Quality control in additive manufacturing (AM) is vital for industrial applications in areas such as the automotive, medical and aerospace sectors. Geometric inaccuracies caused by shrinkage and deformations can compromise the life and performance of additively manufactured components. Such deviations can be quantified using Digital Volume Correlation (DVC), which compares the computer-aided design (CAD) model with the X-ray Computed Tomography (XCT) geometry of the components produced. However, accurate registration between the two modalities is challenging due to the absence of a ground truth or reference deformation field. In addition, the extremely large data size of high-resolution XCT volumes makes computation difficult. In this work, we present a deep learning-based approach for estimating voxel-wise deformations between CAD and XCT volumes. Our method uses a dynamic patch-based processing strategy to handle high-resolution volumes. In addition to the Dice Score, we introduce a Binary Difference Map (BDM) that quantifies voxel-wise mismatches between binarized CAD and XCT volumes to evaluate the accuracy of the registration. Our approach shows a 9.2\% improvement in the Dice Score and a 9.9\% improvement in the voxel match rate compared to classic DVC methods, while reducing the interaction time from days to minutes. This work sets the foundation for deep learning-based DVC methods to generate compensation meshes that can then be used in closed-loop correlations during the AM production process. Such a system would be of great interest to industries since the manufacturing process will become more reliable and efficient, saving time and material.

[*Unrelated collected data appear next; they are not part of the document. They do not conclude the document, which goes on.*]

PR #1920, opened 2026-07-14
New hash algorithm

pancaspe87:
### What is this change?

Adds an opt-in `collisionResistantHash` option to the Compiled babel plugin / transform that generates atomic class names using a base-62 full-width hash, eliminating hash collisions.
Default is `false` — output is byte-for-byte identical to today. This release is additive and non-breaking. Teams can opt in incrementally; a future major release flips the default and removes the legacy branch.

Current hash doesn't guarantee unique group hash, especially in large repos or libraries with several nested selectors.
When two rules collide on the group hash, `ax()` deduplicates them as if they were the same property — silently dropping styles.

`packages/utils/src/hash.ts`

- Adds `hashBase62(str, length)` — full 32-bit MurmurHash2 → base-62 (0-9a-zA-Z), zero-padded to fixed width
- Adds `ATOMIC_GROUP_HASH_LENGTH = 6` and `ATOMIC_VALUE_HASH_LENGTH = 4` constants
- Keeps existing `hash()` (base-36) unchanged — still used for keyframe names, CSS variable names, and asset filenames (deliberately, so filenames stay lowercase and avoid case-insensitive-filesystem collisions)

`packages/css/src/plugins/atomicify-rules.ts`

- Adds `collisionResistantHash?: boolean` option (default `false`)
- `true` → `_<6-char group><4-char value>` (11-char class, e.g. `_3iDTPbvLZJ`)
- `false` → existing `_<4-char group><4-char value>` (9-char class) — unchanged

`packages/react/src/runtime/ax.ts` 
Done in https://github.com/atlassian-labs/compiled/pull/1924

Instead of slicing a fixed number of chars from the front, we slice everything except the last 4 (the value hash). Because the value hash is fixed-width (4 chars) in both formats, "everything before the value" is always exactly the full group key — regardless of how long the group is.

During migration, a single page can contain both legacy (from not-yet-rebuilt packages / pre-built npm CSS) and new (from rebuilt packages) classes. This is safe because the two formats produce group keys of different lengths:

- Legacy group key: _ + 4 chars = 5 chars (e.g. `_1e0c`)
- New group key: _ + 6 chars = 7 chars (e.g. `_3iDTPb`)
A 5-char string and a 7-char string can never be equal, so a legacy class and a new class can never collide on the same map key — even if they represent the same CSS property. They coexist as separate entries; the CSS cascade (source order / specificity) resolves which wins, exactly as it would for any two unrelated atomic classes. There is no false deduplication across formats.
---

### PR checklist

I have...

[x] Updated or added applicable tests
Because the class-name format changes when `collisionResistantHash` is on, a large number of fixtures needed updating. This was done deliberately so the test suite documents the target (new) output, while a dedicated suite still guards the legacy path. 

**Additional tests:** 
- `packages/react/src/runtime/__tests__/ax.test.ts`,  
- `packages/utils/src/__tests__/hash.test.ts`

[x] Updated the documentation in `website/` 
[x] Added a changeset (if making any changes that affect Compiled's behaviour)


packages/babel-plugin/src/utils/compress-class-names-for-runtime.ts
```diff
@@ -1,7 +1,16 @@
+import { ATOMIC_VALUE_HASH_LENGTH } from '@compiled/utils';
+
 /**
  * Compress class names based on `classNameCompressionMap`.
```
pancaspe87: Hey @liamqma can you remind me whether this feature was shipped in the end? I don't see the `classNameCompressionMap` option enabled anywhere, wondering if this is legacy code that could be removed.

liamqma: No, we didn't. The entire class name compression feature and its related code are unused.

pancaspe87: @liamqma What is your recommendation? keep it as it could still be used OR remove it to simplify the codebase? Either work for me, just asking to see how to best handle this when reviewing the hash algorithm - I need to do the same change across 3 plugins ( here, atlaspack and in-source SWC)

liamqma: I suggest removing it to simplify the codebase. Thanks, Celeste! I am not sure we will ever restart the work of compressing classnames. Even if we do, I imagine the feature will be implemented differently in Atlaspack Incremental.

packages/babel-plugin/src/types.ts
```diff
@@ -111,6 +111,25 @@ export interface PluginOptions {
...
+   * variable or feature gate in the build config. Once every consumer has
+   * migrated, the default will flip to `true` and the legacy branch removed.
+   *
+   * The runtime `ax()` handles both class formats simultaneously (via
+   * length-based group-key extraction), so mixing old and new classes on a
+   * page is safe.
+   *
+   * @default false
+   */
+  collisionResistantHash?: boolean;
```
kylorhall-atlassian, line 132: Probably could use a website change as well; doesn't have to be a blocker or come in this PR.

This could be where we better document the migration path and possible conflicts with pass-through `xcss` to link in CHANGELOG / [CDAC](https://community.developer.atlassian.com/)

packages/react/src/runtime/__tests__/ax.test.ts
```diff
@@ -45,15 +45,39 @@ describe('ax - atomic', () => {
...
+    ],
+    [
+      'should not cross-dedup legacy 9-char and new 11-char classes for the same property',
+      // During version-skew, ax() receives old 9-char classes from pre-built packages
+      // and new 11-char classes from the app's own styles in the same call.
+      // Different group key lengths mean they never falsely dedup each other.
+      // CLEANUP: remove this test when collisionResistantHash becomes the default
+      ['_syaz13q2', '_1UtDYzynoA'],
+      '_syaz13q2 _1UtDYzynoA',
+    ],
```
kylorhall-atlassian, line 86: We could in theory handle this clash if we stick to base36 for both, but if we can find a way to roll this out, your approach here is best.

There will be conflicts via NPM on how this works though, here's an example:
```tsx
import { Box } from '@atlaskit/primitives/compiled/box'; // `collisionResistantHash=false` coming from NPM (so you can't re-hash it)
import { cssMap } from '@atlaskit/css'; // `collisionResistantHash=true`

const styles = cssMap({
  border: '1px solid red'
});

export default () => <Box xcss={styles.root} />
```

This will get, in psuedo-code:
```html
<style>
._abcd1234 { border: none }
._FeDcBa7890 { border: 1px solid red }
</style>
<div class="_abcd1234 _abcdef1234"></div>
```

Now this works in isolation, but if atomic styles are ordered differently due to arbitrary file imports, things go awry.

The same can be said of the inverse—we'll need to cut a `major` when we distribute every Platform package with `collisionResistantHash=true`, but I expect the impact to be **VERY MINIMAL** as it only affects a minimal set of components…but such a release requires a http://community.developers.atlassian.com/ post and it will be hard to explain it to folks.  I think this can be informational only, eg. "As of the next version, if you're using pass-through CSS like `<Box xcss>` or […], you may see styling conflicts and should opt into `collisionResistantHash` when bumping. See CHANGELOG for more details" — beyond just informing folks, no further process should be necessary — Tim Keir went through a similar, more complex process w/ TS v4 recently.

kylorhall-atlassian (dismissed):
This looks good to me from here, but rollout and internal tooling is the hardest part — eg. internal tooling may be bound to 9-digit hashes in places via regex, but that should be an easy search for eslint or otherwise, eg. I personally may have used `/_[a-z0-0]{8}/` a few times 🙈 but unclear.

This comment I raised for example https://github.com/atlassian-labs/compiled/pull/1920/changes#r3590535998 will happen both internally and in ecosystem for folks using pass-through styles (where we **will have** a mismatch of the `collisionResistantHash`, it's not if, it's when, as we're still going through issues with Emotion vs. Compiled 2 years on)

But it's the right change and it's really just more about comms and process.

packages/react/src/runtime/__tests__/ax.test.ts
pancaspe87: Good pints @kylorhall-atlassian 
> need to cut a major when we distribute every Platform package with `collisionResistantHash=true`
Yes, that is the plan

JakeLane: I think even bumping platform packages like this introduces risk consumers don't update correctly (e.g. they use the old hash internally but the DS components use the new hash, which will cause primitives to break). I'd like to avoid ecosystem as part of this rollout as it will slow us down a lot and add a lot of risk to safely getting this into product in the next few weeks.

How about this:

**1. Bump specificity on new-format rules with `:not(#\9)`**

Emit `._123456abcd:not(#\9) { … }` for new-format atomic rules. Legacy stays as `._abcd1234 { … }`. New format wins the cascade deterministically over legacy for the same property, regardless of insertion order. Uncompressed cost ~10 bytes/rule; after brotli ~0.5–1% because the token repeats across the sheet.

Change lands in `packages/css/src/plugins/atomicify-rules.ts` (this repo) and needs to be mirrored in the SWC plugin **in AFM and Atlaspack**.

**2. One-way compatibility: external-old + internal-new is allowed; the inverse is not**

- **Bundler guard**: `webpack-loader` / `parcel-transformer` / `vite-plugin` fail the build if they see new-format classes from `node_modules` while the local `@compiled/react` is below the floor. Escape hatch via env var for gradual rollout for when platform catches up.
- **Dev-only runtime guard in `ax`**: throws on first render if it sees an `_x…` class it doesn't understand. Extracted out in prod.

**3. Update `ax` to be format-aware (ship first)**

`packages/react/src/runtime/ax.ts`: detect format from `className[1]` length → slice 8 chars for the group key, otherwise slice 5 (current behaviour). Cross-format pairs land in different keys and both survive; the CSS specificity bump from (1) resolves the cascade. Same treatment for `ac()`. Extend `ax.test.ts` to cover legacy-only, new-only, and mixed inputs.

JakeLane: - fail bundling if we find hash collisions (e.g. >1 style rule per hash in the final stylesheet). Recommend using new hash algo to fix it.
- If you pull in primitives or anything using old versions of the hash, make sure they're using the newer version of `@compiled/react` at minimum to ensure ax/ac is compatible. They may need to add a `resolution`.

pancaspe87: Hey @JakeLane just a note that we removed `ac` https://github.com/atlassian-labs/compiled/pull/1921

packages/babel-plugin/src/types.ts
pancaspe87: updated also `website`
- https://github.com/atlassian-labs/compiled/pull/1920/changes#diff-a9822097e7ae159e26a637e3534c1c0d6425d58a8519f88749d43fa98d82d54a
- https://github.com/atlassian-labs/compiled/pull/1920/changes#diff-9ff5057cff8abeb63c5efd6b52d6baa1909ec23e24749d465219a8f218926b36

JakeLane (approved):

PR #1921, opened 2026-07-15
removed unused classNameCompressionMap to simplify code

pancaspe87:
### What is this change?

As discussed in https://github.com/atlassian-labs/compiled/pull/1920#discussion_r3583427805, we are removing `classNameCompressionMap`, a feature that was create over 3 years ago and was never shipped. This allows us to simplify codebase ahead of changes to the hash algorithm.

---

### PR checklist

Don't delete me!

I have...

- [x] Updated the documentation in `website/` -> will do in another PR, I am tracking this in a ticket


packages/babel-plugin/src/class-names/index.ts
```diff
@@ -139,11 +138,7 @@ export const visitClassNamesPath = (path: NodePath<t.JSXElement>, meta: Metadata
       collectedVariables.push(...builtCss.variables);
       collectedSheets.push(...sheets);
 
-      path.replaceWith(
-        t.callExpression(t.identifier(getRuntimeClassNameLibrary(meta)), [
-          t.arrayExpression(classNames),
-        ])
-      );
+      path.replaceWith(t.callExpression(t.identifier('ax'), [t.arrayExpression(classNames)]));
```
pancaspe87, line 141: `get-runtime-class-name-library.ts` is one of the files we deleted. Its only job was to decide which runtime function to emit:

```// what the deleted helper did:
return meta.state.opts.classNameCompressionMap ? 'ac' : 'ax';
```
•  `ac` = the compression-aware runtime (looks up compressed class names)
•  `ax` = the standard runtime (plain atomic class merging)
Since we removed compression entirely, this decision no longer exists — it's always `ax`.

.changeset/tidy-experiments-clean.md
```diff
@@ -0,0 +1,17 @@
+---
+'@compiled/babel-plugin': major
```
pancaspe87, line 2: feature is unused within Atlassian, setting it to `major` for other consumers

liamqma (approved):

packages/babel-plugin/src/babel-plugin.ts
```diff
@@ -195,7 +195,7 @@ export default declare<State>((api) => {
 
           preserveLeadingComments(path);
 
-          appendRuntimeImports(path, state);
+          appendRuntimeImports(path);
```
pancaspe87, line 198: We removed `state` because the only reason it needed state was to check `state.opts.classNameCompressionMap` to decide whether to import `ac` or `ax`; it is no longer needs to know anything about state in `packages/babel-plugin/src/utils/append-runtime-imports.ts`

.changeset/tidy-experiments-clean.md
kylorhall-atlassian: We finally got a `1.0` 🎉

PR #1924, opened 2026-07-20
feat(react): make ax() forward-compatible with longer atomic class names

pancaspe87:
Extract the atomic group key via length-based slicing (`className.length - 4`) instead of the hardcoded `ATOMIC_GROUP_LENGTH = 5` offset. `ax()` now correctly deduplicates both 9-char (4-char group) and upcoming 11-char (6-char group) class names. The two formats produce different-length group keys so they are structurally disjoint and never falsely dedup each other, enabling a safe mixed-hash migration window. Behaviour for existing 9-char classes is unchanged.

Ships ahead of the new hash algorithm so every consumer's runtime is ready before any product emits new-format class names.

This is in preparation of https://github.com/atlassian-labs/compiled/pull/1920; it will simplify rollout: decouples runtime readiness from the hash flip — enabling the independent per-product rollout.

---

### PR checklist

Don't delete me!

I have...

### DIFF
--- a/.changeset/ax-length-based-group-key.md
+++ b/.changeset/ax-length-based-group-key.md
@@ -1,0 +1,13 @@
+---
+'@compiled/react': minor
+---
+
+Update the `ax()` runtime to extract the atomic group key using length-based slicing
+(`className.length - 4`) instead of a hardcoded offset.
+
+This makes `ax()` forward-compatible with longer atomic class names: it now correctly
+deduplicates both the current 9-char format (`_` + 4-char group + 4-char value) and the
+upcoming 11-char format (`_` + 6-char group + 4-char value). Because the two formats
+produce group keys of different lengths, they are structurally disjoint and never falsely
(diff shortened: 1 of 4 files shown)


JakeLane (approved):

JakeLane:
| Case | master | PR #1924 | Δ |
|---|---:|---:|---:|
| `ax() single` | 119,924,263 | 128,693,831 | **+7.3%** |
| `ax() uniques (array)` | 1,220,356 | 1,217,863 | −0.2% (noise) |
| `ax() uniques (as a string)` | 1,759,023 | 1,709,661 | −2.8% |
| `ax() clashes` | 640,615 | 602,033 | **−6.0%** |
| `ax() clashes (as a string)` | 948,028 | 937,724 | −1.1% (noise) |
| `ax() random keys (no clashes)` | 93,280 | 95,901 | +2.8% |
| `ax() random keys (with clashes)` | 66,623 | 67,914 | +1.9% |

PR #1925, opened 2026-07-23
Fix compiled css filename

xtan-atlas:
### What is this change?

change compiled css file name to 'compiled.' + hash(stylesheet) + '.css'

Predictable file name pattern allows upstream to control whether to inline or not

(Optional.)

---

### PR checklist

Don't delete me!

I have...


packages/parcel-optimizer/src/index.ts
```diff
@@ -138,7 +138,7 @@ export default new Optimizer<ParcelOptimizerOpts, unknown>({
         await outputFS.mkdirp(distDir);
       }
 
-      const cssFileName = basename(bundle.displayName, '.html') + '.' + hash(stylesheet) + '.css';
+      const cssFileName = 'compiled.' + hash(stylesheet) + '.css';
```
JakeLane, line 141: this will cause collisions if you have a new entry. Maybe something like:
```suggestion
      const cssFileName = 'compiled.' + basename(bundle.displayName, '.html') + hash(stylesheet) + '.css';
```
or a configurable filename?

xtan-atlas: configurable filename would be better, I guess from parcelrc. If you don't mind I will leave it to you to do it properly :)

PR #1928, opened 2026-07-31
fix: follow up for PR 1920

pancaspe87:
### What is this change?

This is a follow-up to [#1920](https://github.com/atlassian-labs/compiled/pull/1920), which introduced the option in `@compiled/babel-plugin` and `@compiled/css` but did not expose it on `@compiled/webpack-loader`'s options schema (so webpack/rspack builds could not enable it).

---

### PR checklist

Don't delete me!

I have...

### DIFF
--- a/.changeset/webpack-loader-collision-resistant-hash.md
+++ b/.changeset/webpack-loader-collision-resistant-hash.md
@@ -1,0 +1,12 @@
+---
+'@compiled/webpack-loader': minor
+'@compiled/vite-plugin': patch
+'@compiled/parcel-transformer': patch
+'@compiled/parcel-optimizer': patch
+---
+
+Forward the `collisionResistantHash` option through bundler integrations to `@compiled/babel-plugin`.
+
+This is a follow-up to [#1920](https://github.com/atlassian-labs/compiled/pull/1920), which introduced the option in `@compiled/babel-plugin` and `@compiled/css` but did not expose it on `@compiled/webpack-loader`'s options schema (so webpack/rspack builds could not enable it). `@compiled/vite-plugin` already forwarded the option via its babel-plugin options type; this release documents it in the defaults list and package docs for consistency.
+
+Also fix `@compiled/parcel-transformer` and `@compiled/parcel-optimizer` config loading to search upward from the Parcel entry (`config.searchPath`) instead of `options.projectRoot`. In yarn/npm workspaces `projectRoot` is the monorepo root, so per-package `.compiledcssrc` files (including `collisionResistantHash`) were previously ignored.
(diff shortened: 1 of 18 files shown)


.changeset/webpack-loader-collision-resistant-hash.md
```diff
@@ -0,0 +1,12 @@
...
+'@compiled/vite-plugin': patch
+'@compiled/parcel-transformer': patch
+'@compiled/parcel-optimizer': patch
+---
+
+Forward the `collisionResistantHash` option through bundler integrations to `@compiled/babel-plugin`.
+
+This is a follow-up to [#1920](https://github.com/atlassian-labs/compiled/pull/1920), which introduced the option in `@compiled/babel-plugin` and `@compiled/css` but did not expose it on `@compiled/webpack-loader`'s options schema (so webpack/rspack builds could not enable it). `@compiled/vite-plugin` already forwarded the option via its babel-plugin options type; this release documents it in the defaults list and package docs for consistency.
+
+Also fix `@compiled/parcel-transformer` and `@compiled/parcel-optimizer` config loading to search upward from the Parcel entry (`config.searchPath`) instead of `options.projectRoot`. In yarn/npm workspaces `projectRoot` is the monorepo root, so per-package `.compiledcssrc` files (including `collisionResistantHash`) were previously ignored.
```
kylorhall-atlassian: Is this a `minor`, I actually don't know if it's at all concerned, but I figure it's all intended.

kylorhall-atlassian (dismissed):

.changeset/webpack-loader-collision-resistant-hash.md
pancaspe87: minor is the change to `@compiled/webpack-loader`, the rest is patch. Maybe I should have created 2 changesets?

kylorhall-atlassian: Yeah, maybe.  I agree with that, just the `config.searchPath` vs. `options.projectRoot` feels like it _could_ be different?

I don't really know where either of these settings come.  I fully assume it's a completely non-breaking change, no change for consumers?

If you feel it's just a patch, go with that.  I just don't know.

OscarCookeAbbott (dismissed):

.changeset/webpack-loader-collision-resistant-hash.md
pancaspe87: on a second thought, let me undo those changes. 

I can revisit the fix in another moment. It is not needed for the hash collision, it is an error that I surfaced while trying to update tests

OscarCookeAbbott (approved):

翻译：增材制造（AM）的质量控制在汽车、医疗和航空航天等领域的工业应用中至关重要。由收缩和变形引起的几何误差会损害增材制造部件的寿命和性能。此类偏差可通过数字体数据关联（DVC）进行量化，该方法将计算机辅助设计（CAD）模型与所制造部件的X射线计算机断层扫描（XCT）几何结构进行比较。然而，由于缺乏真实变形场或参考变形场，两种模态之间的精确配准具有挑战性。此外，高分辨率XCT体数据的极大尺寸使得计算困难。在本工作中，我们提出了一种基于深度学习的方法，用于估计CAD与XCT体数据之间的体素级变形。我们的方法采用动态分块处理策略来处理高分辨率体数据。除了Dice分数外，我们引入了二值差异图（BDM）来量化二值化CAD与XCT体数据之间的体素级失配，以评估配准精度。与经典DVC方法相比，我们的方法在Dice分数上提升了9.2%，在体素匹配率上提升了9.9%，同时将交互时间从数天缩短至数分钟。这项工作为基于深度学习的DVC方法奠定了基础，以生成补偿网格，进而用于AM生产过程中的闭环关联。此类系统将极大地吸引工业界，因为制造过程将变得更加可靠和高效，从而节省时间和材料。